Watching him breathe on his ventilator is expensive business.

2-3 lakh rupees a month, running costs. We spent five months in hospital before that, and that was 5 lakh rupees a month.

We don’t have the money. We have borrowed. We have fund raised. We have used our inheritances. We 
have used our savings. We will run out. 

Ventilators are enabling. This could go on for another year. Or another fourteen.

I am tired.

In the past decade while my dad lived on dialysis and my mother died of cancer, I feel like 
I have spent my youth caught in perpetual financial distress, emotional exhaustion and physical stagnation. Meanwhile, my peers traveled the world, moved countries, studied abroad, built their professional networks, met their mates, got married.
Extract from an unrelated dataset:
PR #1478, opened 2025-07-06
feat: Add dedicated annotations for boolean, String, int and double flags in Junit5 extension

### LINKED ISSUE #923: [Junit5 extension] add dedicated Annotations for Number, Boolean and String flags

I paid bills, chased insurance guys, lived in and out of hospitals, administered dialysis, watched over chemotherapy sessions, scheduled appointments with doctors, tracked our medical supplies, set up more than one home ICU, tried cleaning up after my dead mother and never went on a holiday.

I can’t hear myself think.

I can’t hear myself think; my dad lies awake on his bed, thinking every day about wanting to live. I can’t hear myself think but I think he is selfish.

There. I admitted it.

I see him on his ventilator, his lungs a failure; his kidneys a failure; his seventy year old heart functioning at 50% and I wonder why we’re humoring him. I see him on his ventilator insisting that he wants to live and my conscience writhes because I want him dead. And yet I do every single thing in my power to help him with his desire to live. Because choosing bereavement is just too simple. Because we treat the admission of suffering of the care givers as unconscionable.

And because he fears death.

How is it even possible to love and loathe the same person so much?

I think the emotional blackmail of a ventilator is high order mindfuckery.